One of my favorite lines in all of the Christmas hymns is buried in O Holy Night. I sang it for my whole life and never noticed it until I was writing out the lyrics a few years ago. It is this:

Chains he shall break

for the slave is our brother.

One of the amazing facts of vulnerable conversation with friends is that when we actually talk to each other - like when we really say what we mean - we realize that none of us are OK. We are all enslaved to something or another, often really dark things that run counter to the life we are otherwise trying to present to the world.

We need help. And we need to be open to each other about that help. We need to let the light in.

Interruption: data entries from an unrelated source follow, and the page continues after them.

PR #3230, opened 2015-04-15
Updating appveyor to test against Ruby 2.1.5 because we're building ChefDK with that embedded for Windows

tyler-ball:
\cc @jdmundrawala

### DIFF
--- a/appveyor.yml
+++ b/appveyor.yml
@@ -7,6 +7,7 @@ platform:
 environment:
   matrix:
     - ruby_version: "200"
+    - ruby_version: "21"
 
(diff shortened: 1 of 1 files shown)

Christ is the light of the world, and light exposes the darkness. For this reason, it is an incarnational practice to be light in each other's lives by talking about what is actually true. By being vulnerable, and being vulnerable regularly, we bring the Gospel to bear on each other. Lives, in fact, are saved by telling the truth to each other.

So friendship - and the practices of friendship - are fundamental to lives of loving God and neighbor.

It is always been true that we need friends. Of course God made us that way, we are formed in the image of trinitarian friendship of God so that even Adam was lonely with God in the garden of Eden until God gave him his first friend in Eve.


And how much more so do we need it in a place that encourages us to curate or every moment online, to show off our best to the world, and yet simultaneously allows us to have a completely secret life on the internet. How badly in this world do we need a real friend to hear our secrets that we spend our lives otherwise so desperately trying to hide.


In habits of intentional and vulnerable conversation, we form friendships that embody Christ’s gospel to us by saying “I know you completely and I am sticking around anyway.”

This is not just something that is nice for our life, it is an act of love for neighbor. Many of us could search the streets all day long for a man beaten in the road, longing to be the good Samaritan but we won't find one. However, should we get past our neighbor's front door, we will find the majority of people leading lives of quiet desperation, and there is no medication for the anxiety and depression that riddles the common American like a friend that comes back week after week, looking to spend some time telling the truth.


Advent Edition!

While the regular Common Rule (the "non-Advent Edition", if you will) includes the weekly practice of setting aside an hour of intentional conversation with a friend (more on that here) the idea of the Advent Edition is just to have one long evening of conversation with a friend.

This might be a family member you see over the holidays who you ask to set aside some time with. If you do that, I recommend getting away from the house and actually blocking out the time. Often it's tremendously exciting to be asked by someone to spend some good one on one catch up time - perhaps that's a gift you could give to someone around Christmas. 


A more likely scenario would be to schedule a time with a close friend and make an evening of it, talking about how this year went, and what the hopes you have for next are. A fire and some good drinks won't hurt.


Finally, consider planning it out. It's incredible the amount of time and effort we give holiday parties (which can be terrific fun) but what if you gave even a fraction of that planning and prepping effort to an evening of conversation with a friend? It might forever alter your lives. It's worth thinking about.

If you're looking for some kick-off questions, try these:

- Who is your best friend right now?

- Who is worst enemy right now?

- What are you proudest of this year?

- What do you most regret this year?

All of that said, there is really only one really important thing to say here: Find someone you love, and tell the truth to each other. All of it.